*What is needed*
Return each line of the listing that follows in which the string "touchpoints" can be found.
▬▬▬▬▬▬▬▬▬▬
PR #1430, opened 2020-10-15
Use the new cohort_patients key instead of registered

harimohanraj89:
**Story card:** [ch1600](https://app.clubhouse.io/simpledotorg/story/1600/fix-patients-column-in-cohort-downloads)

## Because

Some downloads were trying to use an older version of the cohort query results

## This addresses

Updating download touchpoints to use the correct cohort query results:
* Monthly cohort reports
* Quarterly cohort reports
* Whatsapp graphics (web and downloadable)

These touchpoints are using the `CohortAnalyticsQuery`. I think we should decommission that thing in favor of the `CohortService`. What do you think?

### DIFF
--- a/app/views/reports/regions/cohort.csv.erb
+++ b/app/views/reports/regions/cohort.csv.erb
@@ -16,7 +16,7 @@
 <% @cohort_analytics.each_with_index do |(report_dates, analytics), index| %>
   <%
     cohort_start, report_start = report_dates
-    registered = analytics.dig(:registered, :total) || 0
+    registered = analytics.dig(:cohort_patients, :total) || 0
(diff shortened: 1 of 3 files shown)


kitallis (approved):
ugh

no tests broke because of this change?

harimohanraj89:
Yuuuuup. I'm torn whether to introduce tests for this that will break, or wait until we replace this with the `CohortService`. What do you think?

harimohanraj89:
I'm gonna ship as-is, to fix the downloads asap.

kitallis:
That sounds good, was just going to respond 👍

PR #1431, opened 2020-10-15
Add cap task to run rails runner tasks

vkrmis:
**Story card:** none

## Because

We don't have a way to run `rails runner` tasks via capistrano

## This addresses

Adds a `cap deploy:runner` task


kitallis (approved):
lgtm

PR #1434, opened 2020-10-15
Clean up mat view refresh; change schedule to every night

rsanheim:
**Story card:** [ch1603](https://app.clubhouse.io/simpledotorg/story/1603/change-materialized-view-schedule-to-be-everynight)

Schedule it for everynight and clean up the code a bit for setting the timestamp.

### DIFF
--- a/app/controllers/my_facilities/ranked_facilities_controller.rb
+++ b/app/controllers/my_facilities/ranked_facilities_controller.rb
@@ -42,13 +42,7 @@ class MyFacilities::RankedFacilitiesController < AdminController
   private
 
   def set_last_updated_at
-    last_updated_at =
-      begin
-        Time.parse(Rails.cache.fetch(Constants::MATVIEW_REFRESH_TIME_KEY))
-      rescue TypeError, ArgumentError
-        nil
-      end
-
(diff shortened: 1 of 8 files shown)


app/controllers/my_facilities/ranked_facilities_controller.rb
```diff
@@ -42,13 +42,7 @@ def show
   private
 
   def set_last_updated_at
-    last_updated_at =
-      begin
-        Time.parse(Rails.cache.fetch(Constants::MATVIEW_REFRESH_TIME_KEY))
```
rsanheim, line 47: We don't need to parse things out of the cache - Rails does a Marshall.dump when setting things in the cache, so when we read it will come out as a `Time` correctly w/ the timezone and everything.

config/initializers/constants.rb
```diff
@@ -1,3 +0,0 @@
-module Constants
```
rsanheim, line 1: No need for this anymore.

harimohanraj89 (approved):
Love it. Yeah, class-ifying this was the right move. That's why it was so awkward to set up those constants and stuff 😅

PR #1435, opened 2020-10-15
Bug fix for password update: Use safe navigator in case any of these objects are nil

rsanheim:
[ch1602](https://app.clubhouse.io/simpledotorg/story/1602/warden-callback-breaks-on-bad-password-update)

Bug fix for https://sentry.io/organizations/resolve-to-save-lives/issues/1958880545/?project=1217715&referrer=slack


harimohanraj89 (approved):
Oh, this was our code? I mistakenly assumed it was Warden internals.

Yup, this makes sense to me. What's the condition where this `user` was nil, causing exceptions?

rsanheim:
> Yup, this makes sense to me. What's the condition where this `user` was nil, causing exceptions?

I'm guessing it would be an orphaned email_auth record, or maybe edge case where a password update fails due to mismatched passwords? 

We are only setting this user id into the RequestStore so that DataDog can then submit it with logs, so we definitely don't want this to ever fail w/ bad data.

PR #1436, opened 2020-10-16
Bathinda and Mansa support

harimohanraj89:
**Story card:** [ch1657](https://app.clubhouse.io/simpledotorg/story/1657/separate-reports-for-bathinda-and-mansa)

## Because

Sometimes a facility group doesn't correspond to a district.
* Bathinda
* Mansa
* Chennai

## This addresses

Adding a hidden report for a "Facility District" - a district based on facility addresses - that duck-types the Region interface.

This powers:
* https://api.simple.org/reports/regions/facility_district/Bathinda
* https://api.simple.org/reports/regions/facility_district/Mansa
* https://api.simple.org/reports/regions/facility_district/Chennai

which assembles facilities based on their address's district, instead of their facility group.

### Todo

* [x] Fix downloads
* [x] Add test coverage


app/models/facility_district.rb
```diff
@@ -0,0 +1,37 @@
...
+  def facilities
+    scope.where(district: name)
+  end
+
+  def dashboard_analytics(period:, prev_periods:)
+    query = DistrictAnalyticsQuery.new(name, facilities, period, prev_periods, include_current_period: true)
+    query.call
+  end
+
+  def cohort_analytics(period:, prev_periods:)
```
vkrmis, line 21: So these query calls will piggyback on the cache mechanism in the queries?
Nice!

app/models/facility_district.rb
```diff
@@ -0,0 +1,37 @@
+class FacilityDistrict
+  attr_reader :name, :scope
+
+  alias_method :id, :name
+  alias_method :to_param, :name
+
+  def initialize(name:, scope: Facility.all)
```
vkrmis, line 7: Should we scope by Org as well here? Only realistically an issue in Maharashtra, if there are overlapping districts between PATH and IHCI.

vkrmis: I checked this, there aren't any overlapping districts. Should be okay for a quick fix.

vkrmis (approved):
lgtm

app/models/facility_district.rb
harimohanraj89: Yup that was my exact guess as well. Thanks for confirmation.

rsanheim (approved):

app/models/facility_district.rb
harimohanraj89: Yup, just like they do on `FacilityGroup` and `Facility` already! 😄

PR #1438, opened 2020-10-16
Spring cleaning

harimohanraj89:
**Story card:** TBD

* Remove a bunch of anonymized mailer/download stuff
* Remove the `OrganizationDistrict`

### Reviewers

Can you please sanity check that the things removed are truly not needed? Are they still being used by some code paths, or used manually in a console or rake task somewhere?


kitallis (approved):
this lgtm, don't think any of this stuff is used anymore.

PR #1439, opened 2020-10-16
Make Block a required field

kitallis:
**Story card:** [ch1343](https://app.clubhouse.io/simpledotorg/story/1343/clean-up-existing-facility-block-zone-data)

## Because

We are soon going to be cleaning up all our block data to be first-class models. But in the meanwhile, let's at least disallow people from leaving empty blocks because they are harder to clean-up later.

## This addresses

Makes the block (or zone) field mandatory in upload / UI.

### DIFF
--- a/app/models/facility.rb
+++ b/app/models/facility.rb
@@ -64,6 +64,7 @@ class Facility < ApplicationRecord
 
   auto_strip_attributes :name, squish: true, upcase_first: true
   auto_strip_attributes :district, squish: true, upcase_first: true
+  auto_strip_attributes :zone, squish: true, titleize: true
 
   with_options if: :import do |facility|
     facility.validates :organization_name, presence: true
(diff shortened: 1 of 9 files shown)


prabhanshuguptagit (approved):

app/models/facility.rb
```diff
@@ -81,6 +82,7 @@ class Facility < ApplicationRecord
   validates :district, presence: true
   validates :state, presence: true
   validates :country, presence: true
+  validates :zone, presence: true
```
rsanheim, line 85: This should only be validated on `create`, correct? Otherwise we are going to have invalid facilities in prod that have empty zones.

rsanheim: discussed on slack, this is desired so that if admins do edit any facilities, they will be forced to enter a zone.  Facility updates are very rare in production.

PR #1440, opened 2020-10-16
Reports: Facility Tables copy fix

claudiovallejo:
**Story card:** [ch1585](https://app.clubhouse.io/simpledotorg/story/1585/facility-table-copy-fix)

## Because

The facility tables denominator copy is not right.

## This addresses

**Updated facility tables denominator copy in District Reports**

image


kitallis (approved):
looks good to me 👍

PR #1442, opened 2020-10-16
Try new branch for new Heroku / env var fix

rsanheim:
Maybe we need a brand new PR to pick up the ENV var that I've added to the 'parent' app in Heroku? I'm confused as to why its just breaking on this one Sentry env var.


rsanheim:
nope this isn't the problem.

PR #1445, opened 2020-10-19
Telemed: Add request status to API

prabhanshuguptagit:
**Story card:** [ch1644](https://app.clubhouse.io/simpledotorg/story/1644/add-request-status-to-teleconsultation)

## Because

We want nurses to be able to set the request's completion status as part of the teleconsultation request.

## This addresses

Add the `requester_completion_status` field to the API.

image


app/models/teleconsultation_medical_officer.rb
```diff
@@ -1,3 +1,3 @@
 class TeleconsultationMedicalOfficer < User
-  default_scope { joins(:teleconsultation_facilities) }
+  default_scope { joins(:teleconsultation_facilities).distinct }
```
prabhanshuguptagit, line 2: This is an unrelated tiny fix.

app/schema/api/v4/models.rb
```diff
@@ -254,7 +254,8 @@ def teleconsultation
             properties: {
               requester_id: {"$ref" => "#/definitions/uuid"},
               facility_id: {"$ref" => "#/definitions/uuid"},
-              requested_at: {"$ref" => "#/definitions/timestamp"}
+              requested_at: {"$ref" => "#/definitions/timestamp"},
+              request_completed: {type: [:string, "null"], enum: Teleconsultation.request_completeds.keys << nil}
```
vkrmis, line 258: Lets add 
```
ActiveSupport::Inflector.inflections do |inflect|
  inflect.irregular "request_completed", "requests_completed"
end
```
to config/initializers/inflections.rb

That way we can use `Teleconsultation.requests_completed` instead of `Teleconsultation.request_completeds`

vkrmis (commented):
Do we want to separately infer completion if we know the request has been completed?
Eg: The nurse has not marked completion, but the server received the MO's log. That'll let us use this field as the canonical indicator for reporting the number of completed requests etc.

harimohanraj89:
I'd go the other way. Capture events as they happen, and draw inferences in the reporting layer. That keeps our data flexible enough to answer questions like: How many times is there inconsistency between the nurse's report and the doctors, etc etc

prabhanshuguptagit:
> Capture events as they happen, and draw inferences in the reporting layer.

I also would like to add something like this when we start working on telemed reporting:

```
def self.completed
  where(request_completed: :yes).or(where('recorded_at IS NOT NULL'))
end
```

vkrmis:
Sorry for nit-picking this, but imo, in that case we should rename this field to disambiguate it from completion. Maybe `marked_complete_by_requester` or something. Otherwise we end up with two very similar/overlapping definitions of `completed`, and that confusion gets transmitted to conversations, reporting copy and everything downstream.

harimohanraj89:
I like that suggestion a lot 👍

harimohanraj89:
PS: Wherever we land up, @prabhanshuguptagit can you document these fields in our [data dictionary](https://docs.google.com/spreadsheets/u/1/d/1LOn9IzfuQXog2agGbNphweMNTV27K84yctjPs6b7USI/edit?usp=drive_web&ouid=108027733417617261123) please? 🙂

prabhanshuguptagit:
Makes sense. `marked_complete_by_requester` would be incorrect because it does not correspond to the `yes`/`no`/`waiting` status filled in by the nurse, can't think of a better name here. `request_completion_status`? 🤔

app/schema/api/v4/models.rb
prabhanshuguptagit: `requests_completed` sounds like a scope (of completed requests), shall we let this be since it's only going to be used in one place?

prabhanshuguptagit:
Called it `requester_completion_status` in 49604bf.

harimohanraj89 (approved):
Yup, this looks great 👍

PR #1448, opened 2020-10-19
Ranked facility fixes

timcheadle:
**Story card:** [ch1648](https://app.clubhouse.io/simpledotorg/story/1648/add-score-and-fix-registration-rate-bugs)

## Because

Registration rate should never exceed 100%. Also, we should show the score and fix OPD estimates.

## This addresses

- Show a `Score` column
- Max out registration rate at 100%
- Improve OPD estimates:
   - Community = 450/month
   - Small = 1800
   - Medium = 3000
   - Large = 7500

### DIFF
--- a/spec/models/reports/performance_score_spec.rb
+++ b/spec/models/reports/performance_score_spec.rb
@@ -102,6 +102,12 @@ describe Reports::PerformanceScore, type: :model do
       @opd_load = 0
       expect(perf_score.registrations_rate).to eq(0)
     end
+
+    it "maxes at 100 if registrations exceeds target" do
+      @registrations = 500
+      @opd_load = 100
+      expect(perf_score.registrations_rate).to eq(100)
+    end
   end
 
   describe "#target_registrations" do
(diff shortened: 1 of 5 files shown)


spec/models/reports/performance_score_spec.rb
```diff
@@ -102,6 +102,12 @@
       @opd_load = 0
       expect(perf_score.registrations_rate).to eq(0)
     end
+
+    it "maxes at 100 if registrations exceeds target" do
+      @registrations = 500
+      @opd_load = 100
```
harimohanraj89, line 108: Ivars for test setup? #derty 😅 

TBH it's quite neat.

harimohanraj89 (approved):
Makes sense to me ✨

rsanheim (approved):
I'm guessing the odd test setup is because Reports::Result is a bit tricky to fill w/ fake data?

spec/models/reports/performance_score_spec.rb
timcheadle: It's because otherwise I'd have to construct a new `double` for every test. If you know a better way please show! :)

PR #1999, opened 2021-01-21
Add additional BP passport analytics

kitallis:
**Story card:** [ch2249](https://app.clubhouse.io/simpledotorg/story/2249/merge-cross-block-duplicate-patients)

## Because

We need more BP Passport related data to make an informed call for [merging duplicate patients](https://docs.google.com/document/d/1TItK2-kpQj91lNmOhzmq2CP1J15AB5knceobwZOIKoA/edit#).

## This addresses

* Adds a bunch of metrics and queries for Datadog.
* Generates a trend report for the various metrics as a PDF and allows mailing it directly to a power user.


harimohanraj89 (approved):
Looks pretty good. This is standalone tooling that generates those PDFs right? Let's get it in there. We can iterate as needed.

PR #2001, opened 2021-01-21
Exclude LTFU patients in reports

prabhanshuguptagit:
**Story card:** [ch2230](https://app.clubhouse.io/simpledotorg/story/2230/exclude-lost-to-follow-up-from-region-reports-overview)

## Because

LTFU patients are HTN patients who have not had a BP recorded in the past 12 months and have been registered for at least 12 months. We want to exclude these patients from our reports.

## This addresses

- [x] Removes LTFU patients from all reporting. This is flippered by the `with_exclusions` flag.
- [x] Adds a toggle in BP control card in Region reports for power users to include/exclude on the fly:
image


app/models/concerns/patient_reportable.rb
```diff
@@ -1,18 +1,35 @@
...
     scope :excluding_dead, -> { where.not(status: :dead) }
+    scope :excluding_ltfu, ->(ltfu_as_of: Date.today) do
+      where(id: latest_bp_within_ltfu_period(ltfu_as_of).select(:patient_id))
+    end
 
-    scope :for_reports, ->(with_exclusions: false) do
+    scope :for_reports, ->(with_exclusions: false, exclude_ltfu_as_of: nil) do
       if with_exclusions
-        with_hypertension.excluding_dead
+        if exclude_ltfu_as_of
```
kpethtel, line 16: I believe we could avoid this branching logic by rewriting this as:
`
skope = with_hypertension
skope = skope.excluding_dead if with_exclusions
skope = skope.excluding_ltfu(ltfu_as_of: exclude_ltfu_as_of) if exclude_ltfu_as_of
skope
`
Admittedly, this could cause issues if `with_exclusions` is false and `exclude_ltfu_as_of` is truthy, but that shouldn't happen in principle and could be prevented.

app/models/latest_blood_pressures_per_patient_per_quarter.rb
```diff
@@ -3,11 +3,18 @@ class LatestBloodPressuresPerPatientPerQuarter < ApplicationRecord
...
+    primary_key: :patient_id,
+    foreign_key: :patient_id
 
   def self.refresh
     Scenic.database.refresh_materialized_view(table_name, concurrently: true, cascade: false)
   end
 
   scope :with_hypertension, -> { where("medical_history_hypertension = ?", "yes") }
   scope :excluding_dead, -> { where.not(patient_status: :dead) }
+  scope :excluding_ltfu, ->(ltfu_as_of: Date.today) do
```
kpethtel, line 17: Given the repetitions between this and per_month, would it make sense to extract these into a module?

app/models/concerns/patient_reportable.rb
prabhanshuguptagit: We're planning on enabling exclusions all across at once with a flipper flag, so there _will_ be an interim period when `exclude_ltfu_as_of` will be set and `with_exclusions` will be false. It doesn't look pretty but  `with_exclusions` will get cleaned up after release.

app/models/latest_blood_pressures_per_patient_per_quarter.rb
prabhanshuguptagit: We could, I'll try to add this change if the scope of this PR doesn't end up being too big (which I'm afraid it's going to be). Will refactor in a separate PR otherwise 👍🏼 .

app/models/reports/result.rb
```diff
@@ -173,9 +187,21 @@ def calculate_period_info(range)
...
+        self[:registrations_with_ltfu][period.previous] || 0
+      else
+        adjusted_registrations_with_ltfu_for(period)
+      end
+    end
+
+    def registrations_for_percentage_calculation(period, key)
+      if key == :controlled_patients_with_ltfu
+        return registrations_for_percentage_calculation_with_ltfu(period)
+      end
```
prabhanshuguptagit, line 201: Not super fond of this, but basically we want to be able to switch the denominator when calculating control rate for `with_ltfu` patients.

app/services/control_rate_service.rb
```diff
@@ -41,80 +41,120 @@ def all_cached_data
...
     results.fill_in_nil_registrations
     results.count_cumulative_registrations
-    results.count_adjusted_registrations
+    results.count_adjusted_registrations_with_ltfu
+
+    if with_exclusions
+      results.count_adjusted_registrations
+    else
+      results.adjusted_registrations = results.adjusted_registrations_with_ltfu
+    end
```
prabhanshuguptagit, line 57: The adjusted registrations are defaulted to `adjusted_registrations_with_ltfu` if the flipper flag is off.

app/views/reports/regions/show.html.erb
```diff
@@ -304,4 +355,7 @@
 <div id="data-json" style="display: none;">
   <%= raw @data.to_json %>
 </div>
-<script src="https://cdn.jsdelivr.net/npm/chart.js@2.8.0"></script>
\ No newline at end of file
+<script src="https://cdn.jsdelivr.net/npm/chart.js@2.8.0"></script>
+<script>
+  window.withLtfu = <%= @with_ltfu %>;
```
prabhanshuguptagit, line 360: Is there a better way to pass this flag from the controller to JS?

app/models/latest_blood_pressures_per_patient_per_quarter.rb
prabhanshuguptagit: Added in 2ec7c97.

app/views/reports/regions/show.html.erb
prabhanshuguptagit: #2039 namespaces this JS code, will address passing this as a parameter to the reports function in that PR.

app/models/reports/result.rb
```diff
@@ -93,10 +98,12 @@ def last_key(key)
...
     [:period_info, :earliest_registration_period,
-      :registrations, :registrations_with_exclusions,
-      :adjusted_registrations, :cumulative_registrations,
+      :registrations, :denominator_registrations,
+      :ltfu_patients, :cumulative_registrations,
+      :adjusted_registrations, :adjusted_registrations_with_ltfu,
       :missed_visits, :missed_visits_rate,
-      :controlled_patients, :controlled_patients_rate,
+      :controlled_patients, :controlled_patients_with_ltfu,
+      :controlled_patients_rate, :controlled_patients_with_ltfu_rate,
```
harimohanraj89, line 106: I'm sensing some simplification in this area.
* Aren't controlled patients and controlled patients with LTFU the same? If you're controlled, you've had a BP in the last 3 months, you cannot be LTFU.
* The same would apply for uncontrolled patients
* The total patients (denominator) is what would switch between with or without LTFU

Hmm, here's the amorphous idea in my head. We store the following datapoints in the result. Each point would be an array of 24 numbers for the last 24 months.
1. Dead patients
2. LTFU patients
3. Not LTFU patients
4. Controlled patients
5. Uncontrolled patients

1 + 2 + 3 should be the total registered, right?

4 / (1 + 2 + 3) is our current control rate

4 / 3 is the new exclusioned control rate

5 / (1 + 2 + 3) is our current control rate

5 / 3 is the new exclusioned control rate

(1 + 2 +3) - (4 + 5) is current missed visit count, and that / (1 + 2 + 3) is the current missed visit rate

(3) - (4 + 5) is the new missed visit count, and that / (3) is the new missed visit rate.

Are these ideas already implemented? Do I have incorrect assumptions? I'd love to have you walk me through this 😅

harimohanraj89 (changes requested):
One round of questions and feedback below. I'd like to pair with you to dig into the queries themselves, @prabhanshuguptagit . Let's do that soon.

app/controllers/api/v3/analytics/user_analytics_controller.rb
```diff
@@ -4,12 +4,16 @@ class Api::V3::Analytics::UserAnalyticsController < Api::V3::AnalyticsController
   layout false
 
   def show
-    @user_analytics = UserAnalyticsPresenter.new(current_facility)
+    @user_analytics = UserAnalyticsPresenter.new(current_facility, with_exclusions: report_with_exclusions?)
```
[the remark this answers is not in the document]
prabhanshuguptagit: Yes, this handles the graph at the bottom and the cohort report graph.

app/controllers/reports/regions_controller.rb
```diff
@@ -40,10 +40,11 @@ def index
   end
 
   def show
-    @data = Reports::RegionService.new(region: @region, period: @period).call
+    @data = Reports::RegionService.new(region: @region, period: @period, with_exclusions: report_with_exclusions?).call
```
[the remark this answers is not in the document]
prabhanshuguptagit: `with_exclusions` as in "with exclusions applied". Does `exclusions_applied:` sound better?

app/models/concerns/patient_reportable_matview.rb
```diff
@@ -0,0 +1,24 @@
...
+  included do
+    def self.refresh
+      Scenic.database.refresh_materialized_view(table_name, concurrently: true, cascade: false)
+    end
+
+    scope :with_hypertension, -> { where("medical_history_hypertension = ?", "yes") }
+    scope :excluding_dead, -> { where.not(patient_status: :dead) }
+
+    scope :ltfu_as_of, ->(date) do
+      where.not("bp_recorded_at > ? AND bp_recorded_at < ?", date.to_date - TIME_TO_CONSIDER_LTFU, date.to_date)
```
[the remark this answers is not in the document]
prabhanshuguptagit: Thanks. Fixed in 2b462666. The `BETWEEN` version of this query was a lot slower, hence the range comparisons.

app/controllers/reports/regions_controller.rb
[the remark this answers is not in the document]
harimohanraj89: Nah I was just confused I think. `with_exclusions` makes sense.

app/models/concerns/patient_reportable_matview.rb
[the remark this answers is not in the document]
harimohanraj89: Oh darn. That sucks.

app/services/reports/region_cache_warmer.rb
```diff
@@ -24,36 +24,15 @@ def call
...
-
-        notify "starting facility caching"
-        Statsd.instance.time("region_cache_warmer.facilities") do
-          cache_facilities
-        end
-        Statsd.instance.time("region_cache_warmer.with_exclusions.facilities") do
-          cache_facilities(with_exclusions: true)
+            RegionService.call(region: region, period: period, with_exclusions: true)
+            Statsd.instance.increment("region_cache_warmer.with_exclusions.#{region.region_type}.cache")
+          end
```
harimohanraj89, line 35: Nice. We'll still get individual stats on facility cache times vs state cache times, etc, right?

spec/services/reports/region_cache_warmer_spec.rb
```diff
@@ -38,10 +38,9 @@ def refresh_views
 
   it "warms the cache for all regions" do
     _facilities = FactoryBot.create_list(:facility, 5, block: "Block 1", facility_group: facility_group_1)
-
-    expect(Reports::RegionService).to receive(:call).with(hash_including(region: instance_of(Region))).exactly(4).times
-    expect(Reports::RegionService).to receive(:call).with(hash_including(region: instance_of(FacilityGroup))).exactly(2).times
-    expect(Reports::RegionService).to receive(:call).with(hash_including(region: instance_of(Facility))).exactly(10).times
+    # we don't cache the Root or Organization regions
+    regions_to_cache = Region.count - 2
```
harimohanraj89, line 42: This assertion is a bit hand-wavy 😅  I agree, it's awkward to assert specific regions. Could we instead add a `expect().not_to receive().with(Org/Root region)`? That will confirm that the 2 missing cache calls are for the root and org regions.

harimohanraj89 (approved):
A few additional comments, but nothing serious. I'm excited to see this thing go live. Let's ensure we do the following thoroughly before we ship:
* Find out how the caching behavior changes when the code's shipped
* Find out how the caching behavior changes when the feature flag is toggled
* Ensure the new denominators are consistent across all reports and myfacilities pages (lets' get the team's help to click test through this)

prabhanshuguptagit:
> Find out how the caching behavior changes when the code's shipped
> Find out how the caching behavior changes when the feature flag is toggled

When we deploy this branch, none of the `with_exclusions` reports will be cached. Cache for existing reports will remain untouched. Once we have deployed this branch, we should ideally wait overnight (so the cache warmer can run for `with_exclusions`) before enabling the `report_with_exclusions` flag.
▬▬▬▬▬▬▬▬▬▬
*Solution to this problem*
Updating download touchpoints to use the correct cohort query results:
These touchpoints are using the `CohortAnalyticsQuery`. I think we should decommission that thing in favor of the `CohortService`. What do you think?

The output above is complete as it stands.